**Task description:**
Transcribe all of the listing below in full.

-- Data to process follows --

PR #613, opened 2026-09-10
fix(template,handover): [HIMMEL-2910] release-token allowlist tolerates trailing punctuation; queue-lock prints the backticked form

yotamleo:
## Summary

Two fixes for HIMMEL-2910 (found by console 03J, 2026-09-10: a leg's release-token, written bare and followed by sentence punctuation into its LIVE bullet, tripped gitleaks' `generic-api-key` rule and stalled the luna vault's autosync commit for 30 min).

**Item 1 — the template allowlist tolerates trailing sentence punctuation**
- `templates/luna-second-brain/.gitleaks.toml`: widened the anchored release-token regex from `^[a-z0-9]+-[a-z0-9]+-pid[0-9]+$` to `^[a-z0-9]+-[a-z0-9]+-pid[0-9]+[.,;:)]?$` — one optional trailing punctuation character, still anchored.
- Template bumped 0.4.20 → 0.4.22 (`.vault-template.json`, `marketplace.json`), CHANGELOG entries added.
- RED/GREEN: `test-vault-git.sh` D11b-D11f against the real gitleaks binary — a trailing-punctuation token now commits clean; a suffixed near-miss of the same shape is still blocked.

**Item 2 — queue-lock prints the safe (backticked) shape**
- `scripts/handover/queue-lock.sh` `acquire` now prints `release-token: \`<token>\`` (backticked) on both its code paths (fresh acquire and stale-takeover).
- `heartbeat`/`release` accept the token exactly as printed (backticked) as well as the pre-2910 bare form, via a `_ql_token_matches` helper that tries an exact match first, then a backtick-stripped one, against the SAME unmodified candidate — it never normalizes the token before checking whether one was supplied at all (a CR-round-2 fix: an earlier revision that stripped eagerly let the 2-char literal `` `` `` normalize to empty and silently fall through to a persisted-token recall instead of refusing an explicit wrong token).
- Every consumer that parses the printed line strips a matched backtick pair before use: `console.sh` (the token embedded into `{{RELEASE_TOKEN}}`) and `test-console.sh`'s `token_of()`.
- `.claude/commands/console.md` updated to name the backticked shape (`docs/handover/` is out of scope for this ticket per the leg brief).
- No `.ps1` twin of `queue-lock.sh` or `console.sh` exists.

## CR review (3 rounds via the critic panel, all adjudicated)

[...]

PR #618, opened 2026-09-10
fix(hooks): [HIMMEL-2916] guard-console-dispatch suite feeds the hook without a pipe so an early fail-open exit cannot inherit a SIGPIPE rc

yotamleo:
## Summary
Public CI on main went red at 08ec3c88 (run [34440303446](https://github.com/yotamleo/Himmel/actions/runs/34440303446), shard 1) on the "jq absent allows (fail-open)" case: `printf … | PATH=<no-jq> bash guard-console-dispatch.sh`. With `jq` absent the hook fail-opens at `command -v jq || exit 0` **before reading stdin**; on a fast runner `printf` is still writing when the reader closes its end, gets EPIPE, and under the suite's `set -o pipefail` the pipeline rc becomes the writer's failure rc instead of the hook's `0`. Green locally and on the three prior main runs — a timing flake, same class as #613's D11e fix (7c3b95a2).

Fix: writes the payload to a temp file and redirects it into the hook (`< file`) instead of piping, for every hook invocation in the suite — `run_hook` (used by most cases) and the three raw pipes (RC12 malformed, RC13 empty, RC14 no-jq). No writer process means no EPIPE to inherit.

## RED control
Standalone reproduction (stub reader that `exit 0`s without touching stdin, driven by a payload sized to reliably exceed the pipe buffer):
```
pipe shape rc=141      (SIGPIPE-terminated on this runner; CI's original failure showed rc=1 — bash builtin printf's own write-error path — same root cause, different manifestation)
redirect shape rc=0
```
Kept as a permanent 2-check regression control in the suite (added after RC14). Round-1 critic (codex-1) flagged the initial 70000-byte payload as too small to guarantee exceeding a larger tuned pipe buffer on some runners; fixed in 32b6fe22 with a 4 MiB payload.

## Evidence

-- Data to process concluded --

**Output for this exercise:**
PR #613, opened 2026-09-10
fix(template,handover): [HIMMEL-2910] release-token allowlist tolerates trailing punctuation; queue-lock prints the backticked form

yotamleo:
## Summary

Two fixes for HIMMEL-2910 (found by console 03J, 2026-09-10: a leg's release-token, written bare and followed by sentence punctuation into its LIVE bullet, tripped gitleaks' `generic-api-key` rule and stalled the luna vault's autosync commit for 30 min).

**Item 1 — the template allowlist tolerates trailing sentence punctuation**
- `templates/luna-second-brain/.gitleaks.toml`: widened the anchored release-token regex from `^[a-z0-9]+-[a-z0-9]+-pid[0-9]+$` to `^[a-z0-9]+-[a-z0-9]+-pid[0-9]+[.,;:)]?$` — one optional trailing punctuation character, still anchored.
- Template bumped 0.4.20 → 0.4.22 (`.vault-template.json`, `marketplace.json`), CHANGELOG entries added.
- RED/GREEN: `test-vault-git.sh` D11b-D11f against the real gitleaks binary — a trailing-punctuation token now commits clean; a suffixed near-miss of the same shape is still blocked.

**Item 2 — queue-lock prints the safe (backticked) shape**
- `scripts/handover/queue-lock.sh` `acquire` now prints `release-token: \`<token>\`` (backticked) on both its code paths (fresh acquire and stale-takeover).
- `heartbeat`/`release` accept the token exactly as printed (backticked) as well as the pre-2910 bare form, via a `_ql_token_matches` helper that tries an exact match first, then a backtick-stripped one, against the SAME unmodified candidate — it never normalizes the token before checking whether one was supplied at all (a CR-round-2 fix: an earlier revision that stripped eagerly let the 2-char literal `` `` `` normalize to empty and silently fall through to a persisted-token recall instead of refusing an explicit wrong token).
- Every consumer that parses the printed line strips a matched backtick pair before use: `console.sh` (the token embedded into `{{RELEASE_TOKEN}}`) and `test-console.sh`'s `token_of()`.
- `.claude/commands/console.md` updated to name the backticked shape (`docs/handover/` is out of scope for this ticket per the leg brief).
- No `.ps1` twin of `queue-lock.sh` or `console.sh` exists.

## CR review (3 rounds via the critic panel, all adjudicated)

[...]

PR #618, opened 2026-09-10
fix(hooks): [HIMMEL-2916] guard-console-dispatch suite feeds the hook without a pipe so an early fail-open exit cannot inherit a SIGPIPE rc

yotamleo:
## Summary
Public CI on main went red at 08ec3c88 (run [34440303446](https://github.com/yotamleo/Himmel/actions/runs/34440303446), shard 1) on the "jq absent allows (fail-open)" case: `printf … | PATH=<no-jq> bash guard-console-dispatch.sh`. With `jq` absent the hook fail-opens at `command -v jq || exit 0` **before reading stdin**; on a fast runner `printf` is still writing when the reader closes its end, gets EPIPE, and under the suite's `set -o pipefail` the pipeline rc becomes the writer's failure rc instead of the hook's `0`. Green locally and on the three prior main runs — a timing flake, same class as #613's D11e fix (7c3b95a2).

Fix: writes the payload to a temp file and redirects it into the hook (`< file`) instead of piping, for every hook invocation in the suite — `run_hook` (used by most cases) and the three raw pipes (RC12 malformed, RC13 empty, RC14 no-jq). No writer process means no EPIPE to inherit.

## RED control
Standalone reproduction (stub reader that `exit 0`s without touching stdin, driven by a payload sized to reliably exceed the pipe buffer):
```
pipe shape rc=141      (SIGPIPE-terminated on this runner; CI's original failure showed rc=1 — bash builtin printf's own write-error path — same root cause, different manifestation)
redirect shape rc=0
```
Kept as a permanent 2-check regression control in the suite (added after RC14). Round-1 critic (codex-1) flagged the initial 70000-byte payload as too small to guarantee exceeding a larger tuned pipe buffer on some runners; fixed in 32b6fe22 with a 4 MiB payload.

## Evidence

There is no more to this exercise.